[Provided data]
PR #397, opened 2021-08-09
Dockerfile: Use an explicit go version (go1.16.7) for image building

justaugustus:
#### What type of PR is this?

/kind cleanup
/area dependency

- Dockerfile: Use an explicit go version (go1.16.7) for image building
  
  Using a `latest` tag in general, but specifically for Golang-based
  images will eventually lead to unexpected variance in our image builds.
  
  Here we pull an explicit go version and add an entry for it in
  `dependencies.yaml`.
  
  This commit also adds a dependency entry for the go major version in
  `go.mod`, to ensure it stays in sync with image builds.

```release-note
- Dockerfile: Use an explicit go version (go1.16.7) for image building
  
  Using a `latest` tag in general, but specifically for Golang-based
  images will eventually lead to unexpected variance in our image builds.
  
  Here we pull an explicit go version and add an entry for it in
  `dependencies.yaml`.
  
  This commit also adds a dependency entry for the go major version in
  `go.mod`, to ensure it stays in sync with image builds.
```

### DIFF
--- a/Dockerfile
+++ b/Dockerfile
@@ -23,7 +23,7 @@
 # Determine final build variant [prod | test].
 ARG variant
 
-FROM golang:latest AS base
+FROM golang:1.16.7 AS base
 # Transfer all project files to container.
 WORKDIR /go/src/app
 COPY . .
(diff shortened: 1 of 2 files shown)


justaugustus:

cpanato (approved):
/lgtm

PR #261, opened 2020-10-10
go: Init submodules for lib/ and pkg/

justaugustus:
Go submodule approach to solve https://github.com/kubernetes/release/pull/1619#discussion_r502631879.
Supersedes https://github.com/kubernetes-sigs/k8s-container-image-promoter/pull/260.

Now that we're attempting to integrate the manifest merging capabilities into k/release (https://github.com/kubernetes/release/pull/1619), we're running into the dreaded v2 semantic import versioning problem:

```console
require sigs.k8s.io/k8s-container-image-promoter: version "v2.4.0" invalid: module contains a go.mod file, so major version must be compatible: should be v0 or v1, not v2
```

ref: https://blog.golang.org/v2-go-modules, https://donatstudios.com/Go-v2-Modules, https://peter.bourgon.org/blog/2020/09/14/siv-is-unsound.html

This PR establishes go submodules for `lib/` and `pkg/` so that consumers can import libraries in this repo.

Following this merging, we'd tag minor versions (v0.1.0) of the new submodules:
- tag: `lib/v0.1.0`
- tag: `pkg/v0.1.0`

Signed-off-by: Stephen Augustus <saugustus@vmware.com>

PR #260, opened 2020-10-10
Init v2 module

justaugustus:
Now that we're attempting to integrate the manifest merging capabilities into k/release (https://github.com/kubernetes/release/pull/1619), we're running into the dreaded v2 semantic import versioning problem:

```console
require sigs.k8s.io/k8s-container-image-promoter: version "v2.4.0" invalid: module contains a go.mod file, so major version must be compatible: should be v0 or v1, not v2
```

ref: https://github.com/kubernetes/release/pull/1619#discussion_r502631879, https://blog.golang.org/v2-go-modules, https://donatstudios.com/Go-v2-Modules, https://peter.bourgon.org/blog/2020/09/14/siv-is-unsound.html

This PR establishes a v2 module for CIP, so that consumers can use the libraries in this repo.

/kind feature
/assign @listx @dims 
cc: @kubernetes-sigs/release-engineering @bytecook

PR #425, opened 2021-09-14
go.mod: Init v3 module

justaugustus:
#### What type of PR is this?

/kind feature api-change

- go.mod: Init v3 module
- v3: Update import paths

---

This is a follow-up attempt to bring the repo into compliance with Semantic Import Versioning for go v2+ modules.

The previous attempts were... less successful, due to bazel:
- https://github.com/kubernetes-sigs/k8s-container-image-promoter/pull/260
- https://github.com/kubernetes-sigs/k8s-container-image-promoter/pull/261

More context from https://github.com/kubernetes-sigs/k8s-container-image-promoter/commit/657fd4e94ccab3129063c3dc3610797a45e2df10#comments (and https://kubernetes.slack.com/archives/CJH2GBF7Y/p1622457503212900):

> tl;dr-ish:
> by moving the packages back into the CIP repo, it now has content that needs to be imported into other repos (cip --> k/release).
>
> When a v2+ tag is [cut](https://github.com/kubernetes-sigs/k8s-container-image-promoter/releases/tag/v2.0.0), the modules need to be support it, either by:
> - adding a v2 subfolder and moving the packages
> - marking the module as v2 in go.mod
> - release branches with one of the aforementioned options
> 
> ref: https://github.com/golang/go/wiki/Modules#releasing-modules-v2-or-higher
>
> I also experimented with submodules, which went poorly: https://github.com/kubernetes-sigs/k8s-container-image-promoter/pull/261
>
> Now for reasons unclear from the error messages, gazelle was not respecting the declaration of a v3 module and stripping the local imports from the BUILD.bazel files, which causes all the bazel-based tests to fail.
>
> This is likely fixed by newer versions of bazel+gazelle+rules_go, but given we’re trying to remove bazel, it didn’t make sense to explore that again.
>
> So the actual tl;dr — cutting a v1 tag was the least-involved solution.
>
> We can re-explore a v3 module once bazel gets removed.

I used https://github.com/marwan-at-work/mod for this:

```console
GO111MODULE=on go get github.com/marwan-at-work/mod/cmd/mod
~/go/bin/mod upgrade -t 3
```

```release-note
go.mod: Init v3 module
```

### DIFF
--- a/api/files/manifest_test.go
+++ b/api/files/manifest_test.go
@@ -21,7 +21,7 @@ import (
 	"strings"
 	"testing"
 
-	"sigs.k8s.io/k8s-container-image-promoter/api/files"
+	"sigs.k8s.io/k8s-container-image-promoter/v3/api/files"
 )
 
 func TestValidateFilestores(t *testing.T) {
--- a/cmd/cip-mm/main.go
+++ b/cmd/cip-mm/main.go
@@ -23,7 +23,7 @@ import (
 	"github.com/sirupsen/logrus"
 	"github.com/spf13/cobra"
 
-	reg "sigs.k8s.io/k8s-container-image-promoter/legacy/dockerregistry"
+	reg "sigs.k8s.io/k8s-container-image-promoter/v3/legacy/dockerregistry"
 	"sigs.k8s.io/release-utils/log"
 )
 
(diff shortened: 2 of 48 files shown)


cpanato (approved):
/lgtm

/hold for more review or if all good can remove

PR #482, opened 2022-01-14
Add image flag to kpromo pr to allow filtering by images

### LINKED ISSUE #479: Allow explicitly filtering images by name via `kpromo pr --image`

A way to specify one or more images that should be skipped/excluded when running `kpromo pr`. 

For example:

```
kpromo pr --skip-images capd-manager --fork fabriziopandini --project cluster-api --reviewers "@CecileRobertMichon @enxebre @fabriziopandini @vincepri" --tag v1.1.0-beta.1
```

#### Why is this needed:

Some projects such as Cluster API may have tagged images in staging that are only meant for dev/testing purposes and should not be promoted to the prod repo. Having a way to exclude those images would provide an optional way to skip certain images if found, while preserving existing behavior if the flag is not specified.

CecileRobertMichon:
#### What type of PR is this?
/kind feature

Allows specifying one or more images that should be promoted in kpromo pr to allow filtering by image. This relies on the pre-existing functionality of `GrowManifests` and simply exposes the option. It also makes `kpromo pr` closer to feature parity with `cip-mm` which will help deprecate `cip-mm`.

If no image is specified, the default behavior stays the same: all images matching the tag in the project are promoted.

Example PRs opened with this branch:

no image specified: https://github.com/kubernetes/k8s.io/pull/3259
specific images: https://github.com/kubernetes/k8s.io/pull/3262

Fixes #479 

```release-note
Add image flag to kpromo pr to allow filtering by images
```

### DIFF
--- a/cmd/kpromo/cmd/pr/pr.go
+++ b/cmd/kpromo/cmd/pr/pr.go
@@ -65,6 +65,7 @@ type promoteOptions struct {
 	tags            []string
 	reviewers       string
 	interactiveMode bool
+	images          []string
 }
 
 func (o *promoteOptions) Validate() error {
@@ -133,6 +134,14 @@ func init() {
 		"i",
 		false,
 		"interactive mode, asks before every step",
+	)
+
+	PRCmd.PersistentFlags().StringSliceVarP(
+		&promoteOpts.images,
+		"image",
+		"",
+		[]string{""}, // default to a single empty string image filter which will promote all images matching the tag.
+		"image to promote. If not specified, all images matching the tag will be promoted",
 	)
 
 	for _, flagName := range []string{"tag", "fork"} {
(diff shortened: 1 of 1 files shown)


CecileRobertMichon:
> ERROR: gcloud crashed (V2DiagnosticException)

hmm that doesn't seem related to my changes 🤔 

/retest

cmd/kpromo/cmd/pr/pr.go
```diff
@@ -135,6 +136,14 @@ func init() {
 		"interactive mode, asks before every step",
 	)
 
+	PRCmd.PersistentFlags().StringSliceVarP(
+		&promoteOpts.images,
+		"image",
```
fabriziopandini, line 141: I don't have data points about the most frequent behavior is, but I'm wondering if we should have skip-images instead (default all, skip what you don't want to promote vs current implementation default all, explicitly list all you 
want to promote)

CecileRobertMichon: I switched to explicitly listing images to include based on @justaugustus's comment [here](https://github.com/kubernetes-sigs/promo-tools/issues/479#issuecomment-1006216736)

fabriziopandini: thanks for the context! then +1 from me

justaugustus: ref: https://github.com/kubernetes-sigs/promo-tools/issues/479#issuecomment-1006200436

@CecileRobertMichon @fabriziopandini -- I expanded a little on this (inclusion vs exclusion) in the [2022-01-18 RelEng meeting](https://docs.google.com/document/d/16GqCjnEh86w8yADcrUylNoE1y1sqjIMYNC_gdk5WPSQ/edit#bookmark=id.lzc56fdhbbvl)...

Inclusion: It's very likely that you will know exactly what images you're interested in promoting.
Exclusion: You will need to discover which images you need to exclude. While you may know some of them, at any point new images could be created within the staging repository (maybe by error or by another maintainer who stages their images in the repo) which match your exclusion tag.

justaugustus (approved):
Thanks @CecileRobertMichon!

fabriziopandini:
Thanks @CecileRobertMichon! looking forward to using to tool in the next CAPI release!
[/Provided data]
**Task goal:** Tally every line in these entries where the string "specified" occurs. The tally alone is the answer.

**Reply:** 4